For compatibility testing, we have extensive system call unit tests [1] and
also run many open source test suites. Language runtime tests (e.g., Python,
Go, etc) are particularly useful. We also perform continuous fuzzing with
Syzkaller [2].

> how do you implement features that ostensibly require calls to the OS
> anyways?

gVisor's kernel is a user-space program, so it can and does make system calls
to the host OS. Some examples:

* An application blocks trying to read(2) from a pipe. gVisor ultimately implements blocking by waiting on a Go channel. The Go runtime will ultimately implement this with a futex(2) call to the host OS. * An application reads from a file that is ultimately backed by a file on the host (provided by the Gofer [3]). This will result in a pread(2) system call to the host.

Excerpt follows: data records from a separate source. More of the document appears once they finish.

Issue #1405, opened 2021-11-16
Option to specify license for deb packages


sebkur:
It seems to be possible to specify a license for RPM linux packages, but there is no option for deb. I think there should probably be such an option. Existing rpm option:
```
rpmLicenseType = "TYPE_OF_LICENSE" — a type of license for the rpm package;
```
proposed deb option:
```
debLicenseType = "TYPE_OF_LICENSE" — a type of license for the deb package;
```
At the moment I do get this file located at `share/doc/copyright` when installing a `*.deb` file produced using `./gradlew packageDeb`:
```
Format: https://www.debian.org/doc/packaging-manuals/copyright-format/1.0/

Files: *
Copyright: Copyright (C) 2021
License: Unknown
```

AlexeyTsvetkov:
@sebkur does existing `copyright` property not work for you?

```
compose.desktop {
    application {
        nativeDistributions {
            packageName = "ExampleApp"
            version = "0.1-SNAPSHOT"
            description = "Compose Example App"
            copyright = "© 2020 My Name. All rights reserved."
            vendor = "Example vendor"
        }
    }
}
```

https://github.com/JetBrains/compose-jb/tree/master/tutorials/Native_distributions_and_local_execution#customizing-metadata

sebkur:
thanks @AlexeyTsvetkov for your quick response. Copyright does help a bit indeed for changing the content after the `Copyright: ` line, however I am more concerned about the content after the `License: ` line and my goal would be to change "Unknown" to something like "MIT License"

sebkur:
I gave it a try to fix this, see the PR above

okushnikov:
Please check the <a href="https://youtrack.jetbrains.com/issue/CMP-6208">following ticket</a> on YouTrack for follow-ups to this issue. GitHub issues will be closed in the coming weeks.

PR #1420, opened 2021-11-18
Linux packaging: use licenseType for deb package

sebkur:
Rename option 'rpmLicenseType' to 'licenseType' and use also for deb packaging

### DIFF
--- a/gradle-plugins/compose/src/main/kotlin/org/jetbrains/compose/desktop/application/dsl/PlatformSettings.kt
+++ b/gradle-plugins/compose/src/main/kotlin/org/jetbrains/compose/desktop/application/dsl/PlatformSettings.kt
@@ -59,7 +59,7 @@ open class LinuxPlatformSettings @Inject constructor(objects: ObjectFactory): Pl
     var appCategory: String? = null
     var debMaintainer: String? = null
     var menuGroup: String? = null
-    var rpmLicenseType: String? = null
+    var licenseType: String? = null
     var debPackageVersion: String? = null
     var rpmPackageVersion: String? = null
 }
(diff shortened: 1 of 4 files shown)


sebkur:
Related to #1405

sebkur:
I have no idea how to actually test what I've done here does the trick. I guess I'd need to build my regular project using the plugin from this branch instead of the one pulled from the Maven repo and see if the results are as expected. Any guidance on how to do that?

sebkur:
OK, tested like this:

Publish plugin locall: `./gradlew publish`

In the project to test, add the local build repository to the buildscript stanza:
```
buildscript {
    reopsitories {
        maven("/path/to/.../github/JetBrains/compose-jb/gradle-plugins/build/repo/")
    }
}
```

Result: doesn't work. Turns out this actually depends on `jpackage` and the CLI options that tool has. It does have a `--linux-rpm-license-type` option but but no such thing as a `--linux-license-type` option

sebkur:
Aha! There is however a `--license-file` option for `jpackage` and the contents of the file specified will be put in place of `Unknown` in `/opt/<application-name>/share/doc/copyright`. Using the Apache license file from the compose-jb repo, I get this as a result:

```
Format: https://www.debian.org/doc/packaging-manuals/copyright-format/1.0/

Files: *
Copyright: © 2021 Blah blah.
License:                                  Apache License
                           Version 2.0, January 2004
                        http://www.apache.org/licenses/

   TERMS AND CONDITIONS FOR USE, REPRODUCTION, AND DISTRIBUTION

   1. Definitions.
…
```

sebkur:
Closing this in favor of #1421

PR #1421, opened 2021-11-18
Expose 'licenseFile' option for native packaging

sebkur:
Related to #1405 and #1420


sebkur:
As described in #1405, when I build a Debian package using `./gradlew packageDeb`, after installing that I do get this a file located at `/opt/<app-name>/share/doc/copyright` with this content:
```
Format: https://www.debian.org/doc/packaging-manuals/copyright-format/1.0/

Files: *
Copyright: Copyright (C) 2021
License: Unknown
```

and there's no way to specify the License to something else than "Unknown".

`jpackage` has an option `--license-file` which appends the content of that file to that part of the `copyright` file. The `AbstractJPackageTask` also already passes the option to `jpackage`, it's just that the DSL doesn't define a property to set this which gets passed on to the packaging task.

In this PR, I'm adding this option to the DSL and update the packaging tutorial to mention the new option.

AlexeyTsvetkov:
Looks good, thanks for the contribution!

sebkur:
Thanks for merging and anyway thanks a lot for your awesome work on Compose multiplatform!

PR #1453, opened 2021-11-24
deprecate compose.web.web-widgets in source code and gradle plugin 

eymar:


Schahen (approved):

gradle-plugins/compose/src/main/kotlin/org/jetbrains/compose/ComposePlugin.kt
```diff
@@ -205,6 +205,7 @@ class ComposePlugin : Plugin<Project> {
             composeDependency("org.jetbrains.compose.web:web-svg")
         }
 
+        @Deprecated("compose.web.web-widgets API is not deprecated")
```
hfhbd, line 208: is not?

eymar: what a funny typo. Thanks!

PR #5279, opened 2025-04-11
Fix `./gradlew runRelease`, update ProGuard to 7.7.0

igordmn:
Fixes https://youtrack.jetbrains.com/issue/CMP-7577/Desktop-runRelease-crash-when-upgrade-to-CMP-1.8.0-alpha02
Fixes https://youtrack.jetbrains.com/issue/CMP-3818/Update-ProGuard-to-version-7.4-to-support-new-Java-versions
Fixes https://youtrack.jetbrains.com/issue/CMP-4883/Default-Proguard-rules-cause-release-task-failure-when-using-Material-3-instead-of-2-in-Compose-Desktop

Targeting 1.8.0

The rules was added by testing our current examples. The comprehensive rules are only possible if we run [all tests with ProGuard](https://youtrack.jetbrains.com/issue/CMP-3404/Run-all-Compose-tests-with-ProGuard-on).

Also, each rule wasn't investigated thoroughly, in some cases it might a valid rule, in some cases a ProGuard bug.

The auto integration checks on CI will be added in https://youtrack.jetbrains.com/issue/CMP-7970/Add-integration-checks-for-all-libraries.

## Testing
`./gradlew runRelease` works in:
- https://kmp.jetbrains.com
- all examples

### Features - Desktop
- The default ProGuard version is set to 7.7.0
   - If there are any new errors in the release build, update [the ProGuard rules](https://www.jetbrains.com/help/kotlin-multiplatform-dev/compose-native-distribution.html#minification-and-obfuscation)
   - A usual workaround is to add `-keep class` for the associated with error class in "Location:"
   - If the error contains `androidx.` package, it might a Compose bug, please report in https://youtrack.jetbrains.com/issues/CMP. The `-keep class` workaround should also work in this case.
- _(prerelease fix)_ `./gradlew runRelease` doesn't crash with `java.lang.VerifyError`

### DIFF
--- a/gradle-plugins/compose/src/main/resources/default-compose-desktop-rules.pro
+++ b/gradle-plugins/compose/src/main/resources/default-compose-desktop-rules.pro
@@ -35,6 +35,9 @@
 -keep,allowshrinking,allowobfuscation class kotlinx.coroutines.Job { *; }
 -dontnote kotlinx.coroutines.**
 
+# org.jetbrains.kotlinx:kotlinx-coroutines-swing
+-keep class kotlinx.coroutines.swing.SwingDispatcherFactory
+
 # Kotlinx Datetime
 #   Material3 depends on it, and it references `kotlinx.serialization`, which is optional
 #   Copied from https://github.com/Kotlin/kotlinx-datetime/blob/v0.6.2/core/jvm/resources/META-INF/proguard/datetime.pro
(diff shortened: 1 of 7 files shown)


gradle-plugins/compose/src/main/resources/default-compose-desktop-rules.pro
```diff
@@ -56,4 +62,6 @@
 -dontwarn org.graalvm.compiler.core.aarch64.AArch64NodeMatchRules_MatchStatementSet*
 
 # Androidx
+-keep,allowshrinking,allowobfuscation class androidx.compose.runtime.SnapshotStateKt__DerivedStateKt { *; }
+-keep class androidx.compose.material3.SliderDefaults { *; }
```
igordmn, line 66: Failed in graphics-2d example

shishkin-pavel (approved):

PR #5281, opened 2025-04-14
Remove old Kotlin compatibility tests and related projects

terrakok:
## Release Notes
N/A


igordmn (approved):

gradle-plugins/compose/src/test/kotlin/org/jetbrains/compose/test/tests/integration/KotlinCompatibilityTest.kt
```diff
@@ -1,100 +0,0 @@
...
-        "beforeKotlin2/custom-compiler", defaultTestEnvironment.copy(
-            kotlinVersion = "1.8.0",
-            composeCompilerPlugin = "\"androidx.compose.compiler:compiler:1.4.0\""
-        )
-    ).checkCustomComposeCompiler()
-
-    @Test
-    fun testSettingLatestCompiler() = testProject(
-        "beforeKotlin2/custom-compiler", defaultTestEnvironment.copy(
-            kotlinVersion = "1.8.20",
```
MatkovIvan, line 73: It seems weird that this particular one passed with the K2 update. Do you have any idea why?

MatkovIvan (approved):

gradle-plugins/compose/src/test/kotlin/org/jetbrains/compose/test/tests/integration/KotlinCompatibilityTest.kt
terrakok: because it uses 1.8.20 and it works. It fails with 1.8.10

PR #5296, opened 2025-04-23
Gradle Plugin DSL to change the generated Res class name

terrakok:
Gradle Plugin DSL to change the generated Res class name:

```kotlin
compose.resources {
    nameOfResClass = "MyRes"
}
```

Fixes [CMP-7341](https://youtrack.jetbrains.com/issue/CMP-7341) Support generating custom resource class name
## Testing
Integration tests.

### Features - Resources
- Gradle Plugin DSL to change the generated Res class name

### DIFF
--- a/gradle-plugins/compose/src/main/kotlin/org/jetbrains/compose/resources/GenerateResClassTask.kt
+++ b/gradle-plugins/compose/src/main/kotlin/org/jetbrains/compose/resources/GenerateResClassTask.kt
@@ -9,12 +9,11 @@ import org.jetbrains.compose.internal.IdeaImportTask
 import java.io.File
 
 internal abstract class GenerateResClassTask : IdeaImportTask() {
-    companion object {
-        private const val RES_FILE_NAME = "Res"
-    }
-
     @get:Input
     abstract val packageName: Property<String>
+
+    @get:Input
+    abstract val resClassName: Property<String>
 
     @get:Input
     @get:Optional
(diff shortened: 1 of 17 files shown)


igordmn:
Requires 2 approvals, as this is new API in Gradle plugin

igordmn (approved):

gradle-plugins/compose/src/main/kotlin/org/jetbrains/compose/resources/GenerateResClassTask.kt
```diff
@@ -9,13 +9,12 @@ import org.jetbrains.compose.internal.IdeaImportTask
...
 internal abstract class GenerateResClassTask : IdeaImportTask() {
-    companion object {
-        private const val RES_FILE_NAME = "Res"
-    }
-
     @get:Input
     abstract val packageName: Property<String>
 
+    @get:Input
+    abstract val resClassName: Property<String>
```
igordmn, line 16: Should we name it just `className`? To be consistent with `packageName` and to avoid double wording in `resources { res... = ``

igordmn:
Please, also fix the new failing check.

m-sasha (approved):

gradle-plugins/compose/src/main/kotlin/org/jetbrains/compose/resources/GenerateResClassTask.kt
terrakok: I don't think so, because it changes the `Res` class name only.

terrakok: for the consistency I'll rename it to `nameOfResClass`

PR #5298, opened 2025-04-24
Refactor resource accessors generator to minify output source files.

terrakok:
Refactor resource accessors generator to minify output source files.

- Number of items per file was decreased to 100
- Common part of the path extracted to the private const
- Added imports
- Removed the private object with item's properties
- The file structure was reorganized

Fixes [CMP-7934](https://youtrack.jetbrains.com/issue/CMP-7934) Too large String0.commonMain.kt will break code insight feature in AS

## Testing
Integration tests.  
This should be tested by QA

### Fixes - Resources
- Fix IDE highlighting/resoulution when a generated file with resource accessors is too big


gradle-plugins/compose/src/main/kotlin/org/jetbrains/compose/resources/GeneratedResClassSpec.kt
```diff
@@ -55,9 +55,8 @@ private fun ResourceType.requiresKeyName() =
     this in setOf(ResourceType.STRING, ResourceType.STRING_ARRAY, ResourceType.PLURAL_STRING)
```
igordmn, line 55: Please fix the failing CI before merging

igordmn (approved):

gradle-plugins/compose/src/main/kotlin/org/jetbrains/compose/resources/GeneratedResClassSpec.kt
igordmn, line 55: Please add Release notes, because it fixes a bug

terrakok: the error is not related to changes

igordmn: It is better to always restart the checks, to be sure. These tests were failed for the first time in this PR:
image

igordmn: I was just talking about a good practice :).

The last build is the same stability now:
image

PR #5313, opened 2025-05-09
Update samples to Compose 1.8

kropp:
This PR only updates Compose and Kotlin versions.
I'm going to follow it up with further updates addressing various warnings.

## Testing
`./validateExamples.sh`, `./validateExamplesIos.sh`, and `./validateExamplesWithJs.sh`

## Release Notes
N/A


gradle-plugins/gradle.properties
```diff
@@ -8,7 +8,7 @@ kotlin.code.style=official
 dev.junit.parallel=false
 
 # Default version of Compose Libraries used by Gradle plugin
-compose.version=1.8.10+dev2347
+compose.version=1.8.0
```
eymar, line 11: It used to be `1.8.10+dev2347`. I'm wondering if the 1.8.10-dev was intentioally set here. 
This value affects the compose version used in the gradle plugin tests.

cc: @terrakok do we need 1.8.10-dev here?

eymar (approved):

gradle-plugins/gradle.properties
terrakok: it requires a new resources library for tests as I remember. it is available in 1.8.1

kropp: Reverted for now

PR #5314, opened 2025-05-09
Bundle kotlinx serialization ProGuard rules into the Compose plugin

igordmn:
When users use `androidx.navigation`, they see `@Serialization` annotation they can use, without explictly adding `kotlinx.serialization`. They see, because it is added as an `api` dependency.

The Compose Gradle plugin on the other hand provide `./gradlew runRelease` task that uses ProGuard to minify binaries. Because the plugin should support not only Compose, but also all support libraries (androidx, components), we should bundle serialization ProGuard rules into it.

Fixes https://youtrack.jetbrains.com/issue/CMP-8050

## Testing
```
import androidx.compose.ui.window.singleWindowApplication
import androidx.navigation.compose.NavHost
import androidx.navigation.compose.composable
import androidx.navigation.compose.rememberNavController

fun main() = singleWindowApplication {
    NavHost(
        navController = rememberNavController(),
        startDestination = LoginRoute()
    ) {
        composable<LoginRoute> {}
    }
}

sealed interface Route

@kotlinx.serialization.Serializable
data class LoginRoute(val id: Long? = null) : Route
```
Doesn't crash when run `./gradlew runRelease`

### Fixes - Desktop
- Fix "Serializer for class is not found" using `androidx.navigation` and running `./gradlew runRelease`
- `kotlinx.serialization` ProGuard rules are bundled in the Compose Gradle plugin

### DIFF
--- a/gradle-plugins/compose/src/main/resources/default-compose-desktop-rules.pro
+++ b/gradle-plugins/compose/src/main/resources/default-compose-desktop-rules.pro
@@ -13,7 +13,6 @@
 
 # Kotlinx Coroutines Rules
 # https://github.com/Kotlin/kotlinx.coroutines/blob/master/kotlinx-coroutines-core/jvm/resources/META-INF/proguard/coroutines.pro
-
 -keepnames class kotlinx.coroutines.internal.MainDispatcherFactory {}
 -keepnames class kotlinx.coroutines.CoroutineExceptionHandler {}
 -keepclassmembers class kotlinx.coroutines.** {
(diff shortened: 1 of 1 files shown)


terrakok (approved):

igordmn:
> Can we re-use ones from AOSP

I am not aware of androidx-specific rules besides small `# Androidx` section. It is not worth to implement just for it. The issues are with external dependencies (Kotlin/Kotlinx).

https://youtrack.jetbrains.com/issue/CMP-7777/Support-ProGuard-rules-bundled-in-libraries should allow to read the bundled rules.

PR #5315, opened 2025-05-10
Add ResourceConfiguration API.

TBSten:

(Optional) Fixes [link to the issue]

- [CMP-8134](https://youtrack.jetbrains.com/issue/CMP-8134/Switch-the-ClassLoader-used-by-ResourceReader)

## Testing
(Optional) Describe how you tested your changes (provide a snippet or/and steps)

- [x] Add Test to **desktopTest** SourceSet

(Optional) This should be tested by QA

### Features - Resources
- Add `ProvideResourceConfiguration` for change ClassLoader used to load resources on desktop and android


components/resources/library/src/desktopTest/resources/resource-sample-shared-desktop.jar
MatkovIvan, line 1: ~8MB of unknown jar doesn't seem good

MatkovIvan (changes requested):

The purpose here isn't to avoid the host completely (that's not possible), but
to limit exposure to the host. gVisor can implement all the parts of Linux it
does on a much smaller subset of host system calls. Anything we don't use is
blocked by a second-level seccomp sandbox around the kernel. e.g., the kernel
cannot make obscure system calls, or even open files or create sockets on the
host (those operations are controlled by an external agent).

[1]
[https://github.com/google/gvisor/tree/master/test/syscalls/l...](https://github.com/google/gvisor/tree/master/test/syscalls/linux)

[2] [https://github.com/google/syzkaller](https://github.com/google/syzkaller)

[3]
[https://gvisor.dev/docs/architecture_guide/overview/](https://gvisor.dev/docs/architecture_guide/overview/)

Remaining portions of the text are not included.